Dataset entries:
PR #14, opened 2020-05-08
Chips

illright:


src/chip/checkbox-chip-group.svelte
```diff
@@ -0,0 +1,51 @@
...
+        class={checkboxClass}
+        on:change
+        {...$$restProps}
+        {...(
+          !item.disabled
+          && !item.checked
+          && max != null
+          && currentChecked >= max
+          ? maxReachedTooltip : {}
+        )}
```
aabounegm, line 39: How about moving this whole condition into an appropriately-named reactive variable and using the `title` prop directly instead of the weird spread?
Also, doesn't having it after the `$$restProps` spread make it override it? In that case, it would be better to keep it before it so the user can override the tooltip manually (until better i18n support and so on)

src/chip/radio-chip.svelte
```diff
@@ -0,0 +1,45 @@
...
+  <div
+    class:small
+    class:outline
+    class:no-padding={noPadding}
+    {title}
+    use:ripple={{ disabled }}
+    class={classes('chip', chipClass)}
+  >
+    <slot>{value}</slot>
+  </div>
```
aabounegm, line 42: Why doesn't this use the Chip component? It seems almost the same

src/chip/chip.svelte
```diff
@@ -0,0 +1,15 @@
+<script>
+  import classes from '../_utils/classes.js';
+
+  let _class = null;
+  export { _class as class };
+  export let small = false;
+  export let outline = false;
+  export let noPadding = false;
```
aabounegm, line 8: I feel like allowing to specify a custom padding value would be more flexible
```suggestion
  export let padding = 0;
```
and then use in `style="padding: {padding}px;"` or something similar

src/chip/checkbox-chip.svelte
```diff
@@ -0,0 +1,43 @@
...
+</script>
+
+<label class={classes('chip-wrapper', _class)}>
+  <input
+    bind:checked
+    {value}
+    type="checkbox"
+    class={inputClass}
+    {disabled}
+    on:change={(e) => dispatch('change', { value: e.target.value, checked: e.target.checked })}
```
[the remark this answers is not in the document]
illright: Then I suppose we had a misunderstanding. All events emitted from components are actually custom, with only relevant properties at quick access.

src/chip/chip.svelte
illright: I'm psychologically against inline styles. Ew-ew

src/chip/radio-chip.svelte
illright: Ripples

aabounegm: What if you use `...$$restProps` in the chip component?

src/chip/chip.svelte
aabounegm: Well, since Svelte doesn't support using JS variables in CSS, I see no other way.

src/chip/radio-chip.svelte
illright: Actions are not props, that wouldn't work

src/chip/chip.svelte
illright: Except for the way this is built now) one can still style the cards with CSS

src/chip/checkbox-chip.svelte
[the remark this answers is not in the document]
aabounegm: ooh, that was a lengthy discussion). I don't see on what basis did you decide that these are the only "relevant" properties, while in the same time wanting to use an array of event listeners to give full power and flexibility to the user and not decide by yourself the relevant events.
I believe that giving the full event object will be most flexible as there are often other properties needed for better control (for example, preventing default). It would be better if the native event is augmented with the relevant properties for quick access
```suggestion
    on:change={(e) => dispatch('change', Object.assign(e, { value: e.target.value, checked: e.target.checked }))}
```
or just sent along with them
```suggestion
    on:change={(e) => dispatch('change', { event: e, value: e.target.value, checked: e.target.checked })}
```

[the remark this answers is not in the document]
illright: This is reasonable. I like the second option more. But the same issue then needs to be fixed in all components, so I'll create an issue for this and make it a separate PR.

Brief: All records above need to be set down again exactly as written.

Final answer:
PR #14, opened 2020-05-08
Chips

illright:


src/chip/checkbox-chip-group.svelte
```diff
@@ -0,0 +1,51 @@
...
+        class={checkboxClass}
+        on:change
+        {...$$restProps}
+        {...(
+          !item.disabled
+          && !item.checked
+          && max != null
+          && currentChecked >= max
+          ? maxReachedTooltip : {}
+        )}
```
aabounegm, line 39: How about moving this whole condition into an appropriately-named reactive variable and using the `title` prop directly instead of the weird spread?
Also, doesn't having it after the `$$restProps` spread make it override it? In that case, it would be better to keep it before it so the user can override the tooltip manually (until better i18n support and so on)

src/chip/radio-chip.svelte
```diff
@@ -0,0 +1,45 @@
...
+  <div
+    class:small
+    class:outline
+    class:no-padding={noPadding}
+    {title}
+    use:ripple={{ disabled }}
+    class={classes('chip', chipClass)}
+  >
+    <slot>{value}</slot>
+  </div>
```
aabounegm, line 42: Why doesn't this use the Chip component? It seems almost the same

src/chip/chip.svelte
```diff
@@ -0,0 +1,15 @@
+<script>
+  import classes from '../_utils/classes.js';
+
+  let _class = null;
+  export { _class as class };
+  export let small = false;
+  export let outline = false;
+  export let noPadding = false;
```
aabounegm, line 8: I feel like allowing to specify a custom padding value would be more flexible
```suggestion
  export let padding = 0;
```
and then use in `style="padding: {padding}px;"` or something similar

src/chip/checkbox-chip.svelte
```diff
@@ -0,0 +1,43 @@
...
+</script>
+
+<label class={classes('chip-wrapper', _class)}>
+  <input
+    bind:checked
+    {value}
+    type="checkbox"
+    class={inputClass}
+    {disabled}
+    on:change={(e) => dispatch('change', { value: e.target.value, checked: e.target.checked })}
```
[the remark this answers is not in the document]
illright: Then I suppose we had a misunderstanding. All events emitted from components are actually custom, with only relevant properties at quick access.

src/chip/chip.svelte
illright: I'm psychologically against inline styles. Ew-ew

src/chip/radio-chip.svelte
illright: Ripples

aabounegm: What if you use `...$$restProps` in the chip component?

src/chip/chip.svelte
aabounegm: Well, since Svelte doesn't support using JS variables in CSS, I see no other way.

src/chip/radio-chip.svelte
illright: Actions are not props, that wouldn't work

src/chip/chip.svelte
illright: Except for the way this is built now) one can still style the cards with CSS

src/chip/checkbox-chip.svelte
[the remark this answers is not in the document]
aabounegm: ooh, that was a lengthy discussion). I don't see on what basis did you decide that these are the only "relevant" properties, while in the same time wanting to use an array of event listeners to give full power and flexibility to the user and not decide by yourself the relevant events.
I believe that giving the full event object will be most flexible as there are often other properties needed for better control (for example, preventing default). It would be better if the native event is augmented with the relevant properties for quick access
```suggestion
    on:change={(e) => dispatch('change', Object.assign(e, { value: e.target.value, checked: e.target.checked }))}
```
or just sent along with them
```suggestion
    on:change={(e) => dispatch('change', { event: e, value: e.target.value, checked: e.target.checked })}
```

[the remark this answers is not in the document]
illright: This is reasonable. I like the second option more. But the same issue then needs to be fixed in all components, so I'll create an issue for this and make it a separate PR.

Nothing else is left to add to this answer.